Exercise requirements: Looking at the listing below, give the number of lines in which the string "want" appears, and add nothing else.

Input:
• • • • •

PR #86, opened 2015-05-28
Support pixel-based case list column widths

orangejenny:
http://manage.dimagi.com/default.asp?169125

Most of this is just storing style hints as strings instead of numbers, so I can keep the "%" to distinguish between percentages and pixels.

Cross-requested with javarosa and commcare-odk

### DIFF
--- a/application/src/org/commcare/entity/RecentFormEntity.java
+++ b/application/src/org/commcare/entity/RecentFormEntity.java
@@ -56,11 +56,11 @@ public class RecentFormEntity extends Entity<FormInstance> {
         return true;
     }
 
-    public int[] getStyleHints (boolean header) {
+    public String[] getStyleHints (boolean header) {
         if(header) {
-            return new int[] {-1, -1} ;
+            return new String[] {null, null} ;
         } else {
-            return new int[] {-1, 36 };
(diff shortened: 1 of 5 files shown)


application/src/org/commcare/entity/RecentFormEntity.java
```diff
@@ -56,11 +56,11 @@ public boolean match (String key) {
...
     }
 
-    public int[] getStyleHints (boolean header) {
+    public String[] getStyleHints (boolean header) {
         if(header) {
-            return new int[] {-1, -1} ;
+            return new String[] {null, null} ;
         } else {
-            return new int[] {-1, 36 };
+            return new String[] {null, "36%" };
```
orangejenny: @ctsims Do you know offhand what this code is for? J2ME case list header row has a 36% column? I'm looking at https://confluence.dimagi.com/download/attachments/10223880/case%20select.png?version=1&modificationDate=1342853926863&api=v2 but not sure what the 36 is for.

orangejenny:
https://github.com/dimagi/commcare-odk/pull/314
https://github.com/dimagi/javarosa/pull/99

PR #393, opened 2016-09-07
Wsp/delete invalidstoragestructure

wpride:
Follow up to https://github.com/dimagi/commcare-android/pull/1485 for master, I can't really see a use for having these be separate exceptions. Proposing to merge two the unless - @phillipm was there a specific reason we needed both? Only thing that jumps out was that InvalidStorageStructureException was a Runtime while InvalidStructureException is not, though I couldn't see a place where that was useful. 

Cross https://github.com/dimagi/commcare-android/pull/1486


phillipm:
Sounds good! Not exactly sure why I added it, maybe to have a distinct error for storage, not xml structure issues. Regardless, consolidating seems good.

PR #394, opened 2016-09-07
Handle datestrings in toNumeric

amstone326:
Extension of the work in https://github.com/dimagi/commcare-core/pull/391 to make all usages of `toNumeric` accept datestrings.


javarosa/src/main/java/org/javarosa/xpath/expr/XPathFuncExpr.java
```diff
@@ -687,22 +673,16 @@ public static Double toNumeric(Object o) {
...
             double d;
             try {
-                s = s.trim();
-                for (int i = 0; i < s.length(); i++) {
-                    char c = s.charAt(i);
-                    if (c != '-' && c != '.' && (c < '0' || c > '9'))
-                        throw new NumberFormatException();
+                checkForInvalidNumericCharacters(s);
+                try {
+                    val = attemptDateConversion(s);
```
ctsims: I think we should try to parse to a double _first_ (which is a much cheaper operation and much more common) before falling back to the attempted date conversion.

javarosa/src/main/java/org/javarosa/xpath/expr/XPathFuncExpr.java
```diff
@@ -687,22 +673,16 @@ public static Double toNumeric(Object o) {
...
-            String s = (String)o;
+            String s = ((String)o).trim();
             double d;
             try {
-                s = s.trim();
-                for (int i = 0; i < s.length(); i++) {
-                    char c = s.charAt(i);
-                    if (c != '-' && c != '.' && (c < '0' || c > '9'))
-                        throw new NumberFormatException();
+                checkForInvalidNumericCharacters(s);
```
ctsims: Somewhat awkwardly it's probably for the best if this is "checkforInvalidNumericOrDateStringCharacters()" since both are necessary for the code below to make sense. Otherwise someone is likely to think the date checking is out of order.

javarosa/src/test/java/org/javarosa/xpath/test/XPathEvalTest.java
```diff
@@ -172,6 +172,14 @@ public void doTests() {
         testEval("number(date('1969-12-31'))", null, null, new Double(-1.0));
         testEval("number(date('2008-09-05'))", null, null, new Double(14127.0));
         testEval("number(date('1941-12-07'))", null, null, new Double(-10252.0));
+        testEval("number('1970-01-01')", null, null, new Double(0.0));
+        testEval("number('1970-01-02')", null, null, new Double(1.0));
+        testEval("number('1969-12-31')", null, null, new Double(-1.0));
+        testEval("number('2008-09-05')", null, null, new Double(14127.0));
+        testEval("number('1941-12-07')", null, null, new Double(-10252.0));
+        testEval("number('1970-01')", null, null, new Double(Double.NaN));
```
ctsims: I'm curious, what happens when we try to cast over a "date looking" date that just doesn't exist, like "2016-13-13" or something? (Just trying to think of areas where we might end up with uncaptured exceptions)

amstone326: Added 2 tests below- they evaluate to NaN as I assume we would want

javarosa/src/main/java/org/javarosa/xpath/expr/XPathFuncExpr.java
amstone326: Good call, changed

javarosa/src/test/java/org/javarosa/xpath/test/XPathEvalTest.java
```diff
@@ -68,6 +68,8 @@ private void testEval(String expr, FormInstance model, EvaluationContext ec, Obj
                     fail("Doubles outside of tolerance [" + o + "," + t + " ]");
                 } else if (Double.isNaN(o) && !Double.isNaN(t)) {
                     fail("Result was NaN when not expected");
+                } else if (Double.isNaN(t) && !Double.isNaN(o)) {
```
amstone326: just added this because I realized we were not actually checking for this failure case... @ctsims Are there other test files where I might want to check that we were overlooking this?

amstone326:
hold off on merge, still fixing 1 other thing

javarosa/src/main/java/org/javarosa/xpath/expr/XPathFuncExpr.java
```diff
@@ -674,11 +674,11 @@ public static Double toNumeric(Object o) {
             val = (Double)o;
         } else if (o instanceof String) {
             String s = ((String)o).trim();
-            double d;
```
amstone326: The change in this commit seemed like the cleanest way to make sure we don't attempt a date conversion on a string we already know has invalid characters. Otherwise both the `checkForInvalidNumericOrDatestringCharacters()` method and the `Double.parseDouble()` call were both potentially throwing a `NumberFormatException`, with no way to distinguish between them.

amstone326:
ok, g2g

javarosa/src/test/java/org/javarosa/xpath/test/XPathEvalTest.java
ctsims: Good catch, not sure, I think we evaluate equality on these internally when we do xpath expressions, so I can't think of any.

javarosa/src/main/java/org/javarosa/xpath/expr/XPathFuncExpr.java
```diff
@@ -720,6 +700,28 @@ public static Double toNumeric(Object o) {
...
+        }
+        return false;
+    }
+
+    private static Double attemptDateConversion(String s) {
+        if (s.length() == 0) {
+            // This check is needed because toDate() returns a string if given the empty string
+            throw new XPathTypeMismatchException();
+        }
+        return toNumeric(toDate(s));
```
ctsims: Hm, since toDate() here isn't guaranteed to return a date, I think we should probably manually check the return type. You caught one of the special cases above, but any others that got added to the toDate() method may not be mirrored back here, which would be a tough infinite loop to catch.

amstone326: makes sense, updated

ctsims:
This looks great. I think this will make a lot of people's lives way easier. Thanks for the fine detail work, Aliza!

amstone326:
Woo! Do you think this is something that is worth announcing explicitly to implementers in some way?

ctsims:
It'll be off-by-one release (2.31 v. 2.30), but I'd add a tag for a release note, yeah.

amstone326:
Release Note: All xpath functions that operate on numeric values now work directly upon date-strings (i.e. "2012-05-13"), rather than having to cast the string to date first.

• • • • •

Answer to the exercise: 2